Opofinance Review 2022
Opofinance manages to provide access to both MetaTrader 4 and MetaTrader 5 and offers relatively decent trading conditions. However, this is an offshore broker who claims to be regulated by different financial authorities without actually having any sort of formal license. This makes the broker dangerous and a likely scam – so we would suggest that you do not trade with them and choose a legitimate broker instead.To get more news about opofinance review, you can visit wikifx.com official website.
When we checked the register of the FSA of Seychelles, we did not find a company with that name – which means that Opofinance is not actually authorized by this financial authority. On the other hand, the regulatory body of St. Vincent and the Grenadines, SVGFSA, does not regulate forex brokers and does not impose any laws in the sphere of forex trading – which means that no broker could be regulated in this country. Finally, the Financial Commission is not a regulator we are familiar with – and even Opofinance stated that this is just an international organization dealing with the resolution of disputes. This means that the broker in question is not authorized to offer services by any financial authority – which makes them a danger to your investment.

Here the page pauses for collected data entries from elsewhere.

Issue #2760, opened 2022-06-06
tracking delayed dep updates because of old Node support


trentm:
I'm using this issue to track dependencies that we are *not* updating while we still support old major versions of node. Sometimes it is because the newer dependency version actually breaks with the older node, and sometimes it is just because that dep dropped support for the older node (but might not yet actually break).

# node v8

- dep lru-cache@6 dropped support for node v8
- devDep ajv@8 dropped support for node v8 (https://github.com/elastic/apm-agent-nodejs/pull/2755)
- depDep eslint@7 dropped support for node v8 (https://github.com/elastic/apm-agent-nodejs/issues/2583)
- dep pino@8 dropped support for node <v14, pino@7 only tests with node v12 and later (it mentions dropping node v10 support in [its 7.0.0 release notes](https://github.com/pinojs/pino/releases/tag/v7.0.0)). We are using pino@6 which seems to work with node v8.6 and up, but is only tested with node v10 and up.
- devDep mkdirp@1 dropped support for node v8 (https://github.com/elastic/apm-agent-nodejs/pull/2792#issuecomment-1171488188), mkdirp@2 still has `node >=10` in "engines", but only tests with v16+ now (https://github.com/elastic/apm-agent-nodejs/pull/3113)
- devDep ndjson@2 dropped support for node <v10 (https://github.com/elastic/apm-agent-nodejs/pull/2800)
- dep semver@7 dropped support for node<v10 (https://github.com/elastic/apm-agent-nodejs/pull/2808)
- dep load-source-map@3 now requires node v12 (https://github.com/rexxars/load-source-map/pull/6), we've inlined it to lib/load-source-map.js to not have to cope with node ver incompat for now.

# node v10

- dep lru-cache@7 dropped support for node v10 (https://github.com/elastic/apm-agent-nodejs/pull/2756)
- dep pino@8 dropped support for node <v14, pino@7 only tests with node v12 and later (it mentions dropping node v10 support in [its 7.0.0 release notes](https://github.com/pinojs/pino/releases/tag/v7.0.0))
- dep load-source-map@3 now requires node v12 (https://github.com/rexxars/load-source-map/pull/6), we've inlined it to lib/load-source-map.js to not have to cope with node ver incompat for now.

# node v12

- dep pino@8 dropped support for node <v14

# ESM-only 

- devDep get-port@6 is ESM-only and dropped support for node <v12.20

trentm:
[...]

PR #3611, opened 2023-09-05
chore: bump min Node.js to v14.17; update deps

trentm:
This bumps our min Node.js from v14.5 to v14.17; and bumps a number
of dependencies.

- v14.5 was for AsyncLocalStorage
- v14.6 brings a V8 with spport for private methods syntax, FinalizationRegistry (used by pino@8)
- v14.8 brings AsyncResource.bind
- v14.17 brings AbortController, AbortSignal.reason (used by readable-stream@4, glob@10, etc.)

Closes: https://github.com/elastic/apm-agent-nodejs/issues/2760


trentm:
Cannot use pino@8 either because it dep `on-exit-leak-free` uses `FinalizationRegistry` which isn't in node v14.5. It *is* in a later Node v14 -- v14.6.0 per https://developer.mozilla.org/en-US/docs/Web/JavaScript/Reference/Global_Objects/FinalizationRegistry

trentm:
> This makes me want to _consider_ bumping our min Node.js to v14.17.

After some discussion: let's do it.

david-luna (approved):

What are the risks of dealing with unregulated brokers?
Anyone who deals with unregulated brokers like the one we are currently reviewing is taking a major risk with their money. These companies offer online trading services without any sort of a license and without any supervision on the part of the authorities – which makes them not only unreliable but dangerous for they are completely unaccountable for their actions. Most such entities are nothing but scammers who only seek to deceive their clients and swindle them out of their money. But even if such a company is not running a scam, it still cannot be trusted – for example, it could go under due to mismanagement, in which case its clients will lose their entire investment.
To avoid any such problems, turn to a legit and reliable broker that does everything by the book, and can provide you with significant assurances for the security of your funds.

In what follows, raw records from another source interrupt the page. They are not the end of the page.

PR #3618, opened 2023-09-08
fix: changes to metadata.cloud.project.* fields collected for GCP

trentm:
- cloud.project.id per the shared APM spec change
- fix the bignum parsing of instance.id (we were losing precision before
  this change)
- add instance.name (missed in the original impl?)

Closes: https://github.com/elastic/apm-agent-nodejs/issues/3614


lib/cloud-metadata/gcp.js
```diff
@@ -5,9 +5,13 @@
  */
 
 'use strict';
+
 const URL = require('url').URL;
+const JSONBigInt = require('json-bigint');
```
trentm, line 10: Reviewer note: This is the same lib that OTel is indirectly using. They use the Google-provided "gcp-metadata" package. I didn't want to use that because it adds yet another HTTP lib that we don't particularly need (gaxios, a wrapper around node-fetch that provides an interface like `axios`).  

The "bignumber.js" dep (used by `json-bigint`) adds about 1MB to the install size, I think, which is unfortunate. We *could* get into shenanigans like using a regex to parse out the "id". :)

lib/cloud-metadata/gcp.js
```diff
@@ -44,11 +48,25 @@ function getMetadataGcp(
...
+            'error fetching gcp metadata: unexpected statusCode: ' +
+              res.statusCode,
+          ),
+        );
+        return;
+      }
+      // Note: We could also guard on the response having the
+      // 'Metadata-Flavor: Google' header as done by:
+      // https://github.com/googleapis/gcp-metadata/blob/v6.0.0/src/index.ts#L109-L112
+
```
trentm, line 64: Reviewer note: Add a sanity guard on the response from the Google metadata API. If it isn't a 200, we shouldn't get into parsing it.  This is my justification for dropping some of the (unnecessary, IMO) defensive coding and testing cases.

lib/cloud-metadata/gcp.js
```diff
@@ -78,76 +96,37 @@ function getMetadataGcp(
...
+  const az = data.instance.zone.split('/').pop();
 
   const metadata = {
-    availability_zone: null,
-    region: null,
+    provider: 'gcp',
     instance: {
-      id: null,
+      id: data.instance.id.toString(), // We expect this to be a BigInt.
+      name: data.instance.name,
```
trentm, line 118: Reviewer note: This function has been simplified (IMO). The `instance.name` had been missed before (or perhaps the APM spec changed after original impl?).  The `data.instance.id` is the interesting BigInt case.

test/cloud-metadata/_fixtures.js
```diff
@@ -64,128 +64,11 @@ module.exports = {
...
-              index: 0,
-              interface: 'SCSI',
-              mode: 'READ_WRITE',
-              type: 'PERSISTENT',
-            },
-          ],
-          guestAttributes: {},
-          hostname:
-            'username-temp-delete-me-cloud-metadata.c.elastic-apm.internal',
-          id: 7684572792595385000,
```
trentm, line 99: Reviewer note: I've changed this test fixture to use an **unparsed** actual response on a test GCP VM. The problem with having an already parsed object, is that it accidentally included the BigInt loss of precision. That `7684572792595385000` is wrong. The actual instance.is was some `7684572792595385???` value with something other than zeros. It was just not noticed originally.

test/cloud-metadata/index.test.js
```diff
@@ -254,28 +254,6 @@ tape('cloud metadata: aws empty data', function (t) {
   });
 });
 
-tape('cloud metadata: gcp empty data', function (t) {
```
trentm, line 257: Reviewer note: I've dropped a couple unnecessarily defensive test cases, IMHO. See the note above about the statusCode==200 guard.

lib/cloud-metadata/gcp.js
david-luna: > This is my justification for dropping some of the (unnecessary, IMO) defensive coding and testing cases.

I agree that we can assume safely that a 200 status comes with the proper metadata described in their docs. Also it simplifies the code so IMO this is a good change :)

lib/cloud-metadata/gcp.js
david-luna: Checking the [metadata docs](https://cloud.google.com/compute/docs/metadata/default-metadata-values#instance-attributes-metadata) and also the JSON fixture you added I think we can be sure that there are only two numeric values in the response: `numericProjectId` and `id` (within instance)

```json
{
  "instance": {
    "attributes": {},
    "id": 5737554347302044216,
    ...
  },
  "project": {
    "attributes": {
      ...
    },
    "numericProjectId": 523926462582,
    "projectId": "acme-eng"
    ...
  }
}
```

Since it is so specific I think we can opt-in to a custom solution to capture that info. You mentioned `RegExp` and maybe is the way to go using capture groups with `String.match`. We can capture the numeric values with something similar to the snippet below and use `JSON.parse` for the rest

```js
const respBody = '...' // The response text with all the metadata

const instanceIdRegExp = /"id":(\d+),/;
const projectIdRegExp = /"numericProjectId":(\d+),/;

const instanceIdMatch = respBody.match(instanceIdRegExp)
const projectIdMatch = respBody.match(projectIdRegExp)

// The match is already an String so no need to convert
const instanceId = instanceIdMatch && instanceMatch[1];
const projectId = projectIdMatch && projectIdMatch[1];

```

NOTE: regexes should be reviewed since they do not cover the case of being the last property of the object

david-luna (approved):

lib/cloud-metadata/gcp.js
trentm: David and I discussed. The added "bignumber.js" dep *is* a bit of size, but still relatively low compared to a number of other deps, so we think it is better to have the clearer implementation and not get into possibly brittle regex usage just to save some install size.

Regulatory framework in the US
The US forex market is among the most heavily regulated ones. Brokers operating in the country should be members of the National Futures Association (NFA) and also be registered with the Commodity Futures Trading Commission (CFTC). They are required to meet a long list of requirements in order to make sure that these companies are transparent, well-capitalized and treat their clients fairly.
First of all, US brokers are subject to one of the highest capital requirements for financial services providers worldwide – they must maintain net capital of at least $20 million. Also, like all properly licensed brokers, those regulated in the US should keep clients’ funds segregated from their own operational funds to ensure that no commingling takes place.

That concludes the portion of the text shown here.